> **TASK BRIEF**
Every line from the one with "No worries, we" to the one with "sohkai, line 2: Ah...", including those two, is to be copied exactly; all other lines of the entries below are left out.

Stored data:
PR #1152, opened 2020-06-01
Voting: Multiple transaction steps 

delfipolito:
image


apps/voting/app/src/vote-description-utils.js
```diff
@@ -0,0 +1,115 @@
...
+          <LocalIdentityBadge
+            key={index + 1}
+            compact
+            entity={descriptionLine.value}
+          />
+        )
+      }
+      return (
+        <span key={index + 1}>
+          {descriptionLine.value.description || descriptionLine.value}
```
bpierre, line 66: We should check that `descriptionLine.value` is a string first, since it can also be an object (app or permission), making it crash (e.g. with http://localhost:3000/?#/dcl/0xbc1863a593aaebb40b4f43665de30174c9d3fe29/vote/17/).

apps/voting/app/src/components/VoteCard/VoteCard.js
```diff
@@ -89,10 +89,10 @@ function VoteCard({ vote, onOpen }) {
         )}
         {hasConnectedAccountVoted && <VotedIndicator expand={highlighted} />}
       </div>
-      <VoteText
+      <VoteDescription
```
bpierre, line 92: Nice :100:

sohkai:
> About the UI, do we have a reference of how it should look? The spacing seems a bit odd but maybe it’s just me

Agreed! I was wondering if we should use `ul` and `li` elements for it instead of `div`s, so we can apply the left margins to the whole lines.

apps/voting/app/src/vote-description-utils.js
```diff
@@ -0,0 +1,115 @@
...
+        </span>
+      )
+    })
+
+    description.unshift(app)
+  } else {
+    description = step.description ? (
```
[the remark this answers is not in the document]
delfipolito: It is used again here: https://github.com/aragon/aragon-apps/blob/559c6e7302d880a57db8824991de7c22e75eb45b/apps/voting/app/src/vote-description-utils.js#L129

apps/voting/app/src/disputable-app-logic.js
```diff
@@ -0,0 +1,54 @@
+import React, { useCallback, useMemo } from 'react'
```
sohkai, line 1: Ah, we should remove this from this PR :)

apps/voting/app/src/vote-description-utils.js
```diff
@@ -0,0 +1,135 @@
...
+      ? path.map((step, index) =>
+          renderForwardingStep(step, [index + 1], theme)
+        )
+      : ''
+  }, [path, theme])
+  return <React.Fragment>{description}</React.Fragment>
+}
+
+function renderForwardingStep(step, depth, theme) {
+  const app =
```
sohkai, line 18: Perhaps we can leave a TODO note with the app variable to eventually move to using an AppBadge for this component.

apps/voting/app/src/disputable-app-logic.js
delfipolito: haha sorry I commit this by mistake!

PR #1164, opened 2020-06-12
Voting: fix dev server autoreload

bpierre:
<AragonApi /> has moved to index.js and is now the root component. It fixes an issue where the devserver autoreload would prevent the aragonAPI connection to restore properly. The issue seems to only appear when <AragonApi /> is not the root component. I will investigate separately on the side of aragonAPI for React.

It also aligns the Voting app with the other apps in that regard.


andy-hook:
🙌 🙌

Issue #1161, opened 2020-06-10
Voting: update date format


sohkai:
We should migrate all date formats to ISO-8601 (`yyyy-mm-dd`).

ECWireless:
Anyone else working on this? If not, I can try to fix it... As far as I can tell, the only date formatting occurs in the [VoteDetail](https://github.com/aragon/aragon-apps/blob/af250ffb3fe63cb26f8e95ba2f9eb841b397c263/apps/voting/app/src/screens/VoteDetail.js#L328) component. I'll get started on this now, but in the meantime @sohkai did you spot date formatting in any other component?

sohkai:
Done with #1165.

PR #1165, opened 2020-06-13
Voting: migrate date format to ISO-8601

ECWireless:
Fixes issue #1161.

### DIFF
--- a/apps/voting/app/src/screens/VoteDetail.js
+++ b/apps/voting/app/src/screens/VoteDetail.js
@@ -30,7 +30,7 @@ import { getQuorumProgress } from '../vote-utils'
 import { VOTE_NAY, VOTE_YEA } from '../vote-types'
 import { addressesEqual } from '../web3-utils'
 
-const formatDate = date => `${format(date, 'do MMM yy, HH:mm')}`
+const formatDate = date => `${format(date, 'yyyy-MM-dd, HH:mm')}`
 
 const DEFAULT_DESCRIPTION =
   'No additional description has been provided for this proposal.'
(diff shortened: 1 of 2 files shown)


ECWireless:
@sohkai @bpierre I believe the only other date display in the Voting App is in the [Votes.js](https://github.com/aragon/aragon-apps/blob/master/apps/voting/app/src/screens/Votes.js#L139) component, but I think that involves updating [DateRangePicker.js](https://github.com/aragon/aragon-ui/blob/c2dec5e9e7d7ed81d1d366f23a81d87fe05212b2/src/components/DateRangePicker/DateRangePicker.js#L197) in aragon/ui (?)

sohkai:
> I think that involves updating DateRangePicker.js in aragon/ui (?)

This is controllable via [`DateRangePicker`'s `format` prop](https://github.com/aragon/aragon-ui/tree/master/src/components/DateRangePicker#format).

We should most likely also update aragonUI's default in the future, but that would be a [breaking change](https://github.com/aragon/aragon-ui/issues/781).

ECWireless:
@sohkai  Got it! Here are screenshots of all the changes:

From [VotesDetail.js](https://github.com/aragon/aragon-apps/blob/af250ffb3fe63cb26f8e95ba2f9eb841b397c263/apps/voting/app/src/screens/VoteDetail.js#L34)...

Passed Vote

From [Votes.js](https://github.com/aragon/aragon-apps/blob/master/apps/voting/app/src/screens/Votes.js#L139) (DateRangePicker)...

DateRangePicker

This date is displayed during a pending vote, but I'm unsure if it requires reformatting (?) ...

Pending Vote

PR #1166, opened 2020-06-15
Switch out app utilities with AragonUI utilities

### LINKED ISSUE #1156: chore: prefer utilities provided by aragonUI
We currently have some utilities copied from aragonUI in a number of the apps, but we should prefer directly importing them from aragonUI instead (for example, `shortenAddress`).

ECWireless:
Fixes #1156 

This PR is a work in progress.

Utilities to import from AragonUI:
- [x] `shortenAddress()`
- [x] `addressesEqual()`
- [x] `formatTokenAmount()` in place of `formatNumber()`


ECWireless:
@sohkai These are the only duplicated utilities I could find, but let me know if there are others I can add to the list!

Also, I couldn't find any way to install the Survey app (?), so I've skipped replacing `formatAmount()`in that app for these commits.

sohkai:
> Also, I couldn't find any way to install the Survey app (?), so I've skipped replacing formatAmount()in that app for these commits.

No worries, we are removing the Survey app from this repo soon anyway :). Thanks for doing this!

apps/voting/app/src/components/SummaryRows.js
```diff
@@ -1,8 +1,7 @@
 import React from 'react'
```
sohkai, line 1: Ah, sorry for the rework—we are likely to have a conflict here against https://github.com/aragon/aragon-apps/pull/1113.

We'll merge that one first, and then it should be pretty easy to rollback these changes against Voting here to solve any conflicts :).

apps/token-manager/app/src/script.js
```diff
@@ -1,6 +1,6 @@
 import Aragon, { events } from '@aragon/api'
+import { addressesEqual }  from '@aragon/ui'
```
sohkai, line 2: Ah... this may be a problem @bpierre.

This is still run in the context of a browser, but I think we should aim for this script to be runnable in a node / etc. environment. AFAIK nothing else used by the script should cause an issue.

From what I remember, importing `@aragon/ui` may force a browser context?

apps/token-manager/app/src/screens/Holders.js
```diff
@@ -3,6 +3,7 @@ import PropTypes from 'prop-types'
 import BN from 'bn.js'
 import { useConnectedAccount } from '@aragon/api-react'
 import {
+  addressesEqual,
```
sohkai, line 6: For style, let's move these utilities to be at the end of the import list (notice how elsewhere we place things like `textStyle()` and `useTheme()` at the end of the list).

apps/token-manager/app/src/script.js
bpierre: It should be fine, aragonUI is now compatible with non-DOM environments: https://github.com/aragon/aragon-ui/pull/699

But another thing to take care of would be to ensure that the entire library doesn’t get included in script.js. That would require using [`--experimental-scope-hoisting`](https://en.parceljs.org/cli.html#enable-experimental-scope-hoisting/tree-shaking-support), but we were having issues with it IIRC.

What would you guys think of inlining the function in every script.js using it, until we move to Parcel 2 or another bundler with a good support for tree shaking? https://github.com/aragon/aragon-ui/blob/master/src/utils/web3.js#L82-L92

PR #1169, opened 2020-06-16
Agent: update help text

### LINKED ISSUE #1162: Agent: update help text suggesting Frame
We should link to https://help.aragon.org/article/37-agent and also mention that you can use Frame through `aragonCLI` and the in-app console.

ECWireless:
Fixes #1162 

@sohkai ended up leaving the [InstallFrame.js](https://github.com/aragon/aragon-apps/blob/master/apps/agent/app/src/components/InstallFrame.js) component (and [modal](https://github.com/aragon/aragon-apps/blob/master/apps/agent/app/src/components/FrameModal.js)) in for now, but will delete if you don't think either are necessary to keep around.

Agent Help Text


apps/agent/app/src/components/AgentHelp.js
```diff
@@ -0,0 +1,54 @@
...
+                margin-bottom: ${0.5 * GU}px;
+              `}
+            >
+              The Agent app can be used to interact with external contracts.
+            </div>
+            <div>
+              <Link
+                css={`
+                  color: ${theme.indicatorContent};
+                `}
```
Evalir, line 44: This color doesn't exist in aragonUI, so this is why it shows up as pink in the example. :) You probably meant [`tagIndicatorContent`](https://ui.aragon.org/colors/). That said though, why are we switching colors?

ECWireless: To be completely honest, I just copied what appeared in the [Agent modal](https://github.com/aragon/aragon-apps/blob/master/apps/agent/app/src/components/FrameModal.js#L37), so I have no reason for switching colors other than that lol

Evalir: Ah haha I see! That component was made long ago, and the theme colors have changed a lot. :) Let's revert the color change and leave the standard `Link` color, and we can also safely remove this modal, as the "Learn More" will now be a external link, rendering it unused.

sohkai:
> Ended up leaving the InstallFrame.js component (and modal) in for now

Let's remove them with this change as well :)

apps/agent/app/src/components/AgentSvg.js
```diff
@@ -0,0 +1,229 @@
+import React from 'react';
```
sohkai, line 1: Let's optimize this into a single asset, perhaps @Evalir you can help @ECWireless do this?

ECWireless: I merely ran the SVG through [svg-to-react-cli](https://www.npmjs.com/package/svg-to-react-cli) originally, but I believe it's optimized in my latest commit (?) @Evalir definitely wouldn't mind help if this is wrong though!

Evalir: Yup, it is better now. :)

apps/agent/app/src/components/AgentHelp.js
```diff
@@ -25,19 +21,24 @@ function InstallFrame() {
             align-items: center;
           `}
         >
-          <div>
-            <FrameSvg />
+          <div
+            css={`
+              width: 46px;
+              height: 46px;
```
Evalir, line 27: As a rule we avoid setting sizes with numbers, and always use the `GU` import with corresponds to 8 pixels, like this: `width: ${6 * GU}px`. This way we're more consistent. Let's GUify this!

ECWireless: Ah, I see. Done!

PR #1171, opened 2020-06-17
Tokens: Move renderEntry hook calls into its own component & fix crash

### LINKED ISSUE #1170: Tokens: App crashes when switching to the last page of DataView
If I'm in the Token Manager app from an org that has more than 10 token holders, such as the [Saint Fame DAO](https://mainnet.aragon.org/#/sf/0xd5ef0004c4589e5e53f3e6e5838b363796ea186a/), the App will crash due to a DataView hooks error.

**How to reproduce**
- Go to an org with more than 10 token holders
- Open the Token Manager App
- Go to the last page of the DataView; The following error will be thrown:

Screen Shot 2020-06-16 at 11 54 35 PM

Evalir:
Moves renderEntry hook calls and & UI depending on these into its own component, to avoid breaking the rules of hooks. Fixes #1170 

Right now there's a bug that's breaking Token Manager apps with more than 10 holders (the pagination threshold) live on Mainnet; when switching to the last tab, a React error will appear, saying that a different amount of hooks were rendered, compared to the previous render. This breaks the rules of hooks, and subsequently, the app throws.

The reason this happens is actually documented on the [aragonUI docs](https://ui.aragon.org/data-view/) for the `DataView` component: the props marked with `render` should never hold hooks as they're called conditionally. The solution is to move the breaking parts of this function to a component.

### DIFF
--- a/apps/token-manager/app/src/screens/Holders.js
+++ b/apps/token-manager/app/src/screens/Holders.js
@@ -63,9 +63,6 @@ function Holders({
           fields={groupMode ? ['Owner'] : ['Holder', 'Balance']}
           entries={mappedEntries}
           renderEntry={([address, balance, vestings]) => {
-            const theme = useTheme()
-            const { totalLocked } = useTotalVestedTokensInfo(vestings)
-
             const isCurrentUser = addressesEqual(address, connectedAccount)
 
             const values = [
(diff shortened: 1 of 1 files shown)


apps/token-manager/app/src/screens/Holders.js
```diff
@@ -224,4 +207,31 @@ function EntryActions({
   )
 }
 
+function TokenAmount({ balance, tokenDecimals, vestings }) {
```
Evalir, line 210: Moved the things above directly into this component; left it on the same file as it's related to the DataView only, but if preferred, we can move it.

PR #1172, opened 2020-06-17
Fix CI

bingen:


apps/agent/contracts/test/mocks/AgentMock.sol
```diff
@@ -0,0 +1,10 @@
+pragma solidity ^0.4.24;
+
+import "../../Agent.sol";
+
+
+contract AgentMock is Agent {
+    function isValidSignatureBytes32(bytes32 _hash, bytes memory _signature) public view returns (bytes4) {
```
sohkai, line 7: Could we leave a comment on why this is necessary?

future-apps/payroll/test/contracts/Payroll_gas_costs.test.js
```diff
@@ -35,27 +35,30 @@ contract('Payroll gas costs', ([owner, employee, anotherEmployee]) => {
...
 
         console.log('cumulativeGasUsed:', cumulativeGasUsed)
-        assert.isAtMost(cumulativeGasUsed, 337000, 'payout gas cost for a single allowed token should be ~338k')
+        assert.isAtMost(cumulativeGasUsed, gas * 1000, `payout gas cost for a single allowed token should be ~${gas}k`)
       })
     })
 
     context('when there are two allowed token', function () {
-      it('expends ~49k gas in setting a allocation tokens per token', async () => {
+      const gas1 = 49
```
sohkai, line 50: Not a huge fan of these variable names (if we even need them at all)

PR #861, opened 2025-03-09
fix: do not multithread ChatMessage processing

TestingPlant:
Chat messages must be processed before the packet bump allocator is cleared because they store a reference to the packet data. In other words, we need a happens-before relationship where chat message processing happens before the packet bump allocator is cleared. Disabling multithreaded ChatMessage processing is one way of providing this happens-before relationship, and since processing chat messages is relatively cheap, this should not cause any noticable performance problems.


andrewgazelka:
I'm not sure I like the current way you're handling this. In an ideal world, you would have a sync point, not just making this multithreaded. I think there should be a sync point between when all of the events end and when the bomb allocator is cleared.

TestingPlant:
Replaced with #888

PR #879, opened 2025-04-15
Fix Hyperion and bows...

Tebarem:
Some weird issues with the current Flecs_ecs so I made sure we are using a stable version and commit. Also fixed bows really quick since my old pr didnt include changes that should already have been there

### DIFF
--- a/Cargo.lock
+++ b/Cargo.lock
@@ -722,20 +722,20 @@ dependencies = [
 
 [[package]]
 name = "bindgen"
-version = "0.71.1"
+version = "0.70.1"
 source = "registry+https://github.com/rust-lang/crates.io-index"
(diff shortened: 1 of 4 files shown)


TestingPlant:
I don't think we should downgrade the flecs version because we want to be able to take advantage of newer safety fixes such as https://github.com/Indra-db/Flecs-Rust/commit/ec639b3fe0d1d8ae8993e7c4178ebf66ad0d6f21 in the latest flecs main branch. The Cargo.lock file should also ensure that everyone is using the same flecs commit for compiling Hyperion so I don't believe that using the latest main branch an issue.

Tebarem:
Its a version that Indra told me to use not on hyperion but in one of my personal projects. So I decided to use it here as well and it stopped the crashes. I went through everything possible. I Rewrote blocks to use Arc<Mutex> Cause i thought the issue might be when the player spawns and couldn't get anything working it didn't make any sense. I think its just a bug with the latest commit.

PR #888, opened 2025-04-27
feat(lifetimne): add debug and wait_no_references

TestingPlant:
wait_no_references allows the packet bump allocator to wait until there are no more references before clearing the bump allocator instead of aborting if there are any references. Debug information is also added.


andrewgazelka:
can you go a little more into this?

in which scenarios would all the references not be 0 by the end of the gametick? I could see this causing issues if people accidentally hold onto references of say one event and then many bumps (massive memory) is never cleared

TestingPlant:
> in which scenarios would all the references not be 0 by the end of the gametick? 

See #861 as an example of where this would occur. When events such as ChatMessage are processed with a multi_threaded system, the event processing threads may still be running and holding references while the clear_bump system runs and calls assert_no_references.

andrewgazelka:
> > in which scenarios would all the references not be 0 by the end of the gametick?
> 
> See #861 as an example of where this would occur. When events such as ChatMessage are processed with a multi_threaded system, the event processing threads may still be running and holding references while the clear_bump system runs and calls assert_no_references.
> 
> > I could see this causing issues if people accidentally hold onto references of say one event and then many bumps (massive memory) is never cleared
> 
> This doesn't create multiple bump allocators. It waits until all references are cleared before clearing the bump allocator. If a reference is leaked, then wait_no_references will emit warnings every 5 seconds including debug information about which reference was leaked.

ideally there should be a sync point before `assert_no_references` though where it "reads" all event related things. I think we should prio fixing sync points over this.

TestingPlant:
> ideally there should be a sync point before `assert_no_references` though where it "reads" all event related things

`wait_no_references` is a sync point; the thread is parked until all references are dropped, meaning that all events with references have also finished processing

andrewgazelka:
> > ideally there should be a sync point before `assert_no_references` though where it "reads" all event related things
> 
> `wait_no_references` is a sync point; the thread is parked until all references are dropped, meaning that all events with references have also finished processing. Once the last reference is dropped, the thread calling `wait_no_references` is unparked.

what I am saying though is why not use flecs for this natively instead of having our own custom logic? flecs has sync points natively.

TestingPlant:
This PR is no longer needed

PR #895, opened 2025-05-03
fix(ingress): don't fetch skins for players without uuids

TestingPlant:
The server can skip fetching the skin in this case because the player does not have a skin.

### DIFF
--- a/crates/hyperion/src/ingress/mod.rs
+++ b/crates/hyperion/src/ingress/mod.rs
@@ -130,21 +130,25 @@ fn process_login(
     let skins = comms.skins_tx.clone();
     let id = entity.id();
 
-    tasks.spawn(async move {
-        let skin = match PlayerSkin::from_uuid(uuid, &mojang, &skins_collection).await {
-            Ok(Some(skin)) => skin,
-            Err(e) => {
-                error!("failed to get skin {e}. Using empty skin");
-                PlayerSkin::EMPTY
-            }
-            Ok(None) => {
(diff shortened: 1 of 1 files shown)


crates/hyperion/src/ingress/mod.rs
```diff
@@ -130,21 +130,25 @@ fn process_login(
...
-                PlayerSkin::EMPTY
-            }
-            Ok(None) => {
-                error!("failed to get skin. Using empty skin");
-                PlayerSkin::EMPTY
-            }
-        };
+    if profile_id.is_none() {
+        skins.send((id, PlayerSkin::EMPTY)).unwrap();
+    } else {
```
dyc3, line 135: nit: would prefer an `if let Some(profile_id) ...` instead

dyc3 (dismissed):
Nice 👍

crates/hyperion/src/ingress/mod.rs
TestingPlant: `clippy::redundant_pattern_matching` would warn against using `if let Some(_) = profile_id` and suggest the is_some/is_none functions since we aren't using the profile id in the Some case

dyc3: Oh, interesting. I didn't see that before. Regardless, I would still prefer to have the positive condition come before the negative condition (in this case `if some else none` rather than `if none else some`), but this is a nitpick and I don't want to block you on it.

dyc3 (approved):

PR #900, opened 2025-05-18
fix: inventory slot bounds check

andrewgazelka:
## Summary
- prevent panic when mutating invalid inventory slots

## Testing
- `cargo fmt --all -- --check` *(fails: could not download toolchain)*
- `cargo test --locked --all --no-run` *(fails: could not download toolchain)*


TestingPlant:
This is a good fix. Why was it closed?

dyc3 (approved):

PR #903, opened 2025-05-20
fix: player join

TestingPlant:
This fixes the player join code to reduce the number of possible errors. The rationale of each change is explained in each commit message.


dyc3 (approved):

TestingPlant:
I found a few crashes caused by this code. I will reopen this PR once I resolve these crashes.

> **RESULT OF THE TASK**
No worries, we are removing the Survey app from this repo soon anyway :). Thanks for doing this!

apps/voting/app/src/components/SummaryRows.js
```diff
@@ -1,8 +1,7 @@
 import React from 'react'
```
sohkai, line 1: Ah, sorry for the rework—we are likely to have a conflict here against https://github.com/aragon/aragon-apps/pull/1113.

We'll merge that one first, and then it should be pretty easy to rollback these changes against Voting here to solve any conflicts :).

apps/token-manager/app/src/script.js
```diff
@@ -1,6 +1,6 @@
 import Aragon, { events } from '@aragon/api'
+import { addressesEqual }  from '@aragon/ui'
```
sohkai, line 2: Ah... this may be a problem @bpierre.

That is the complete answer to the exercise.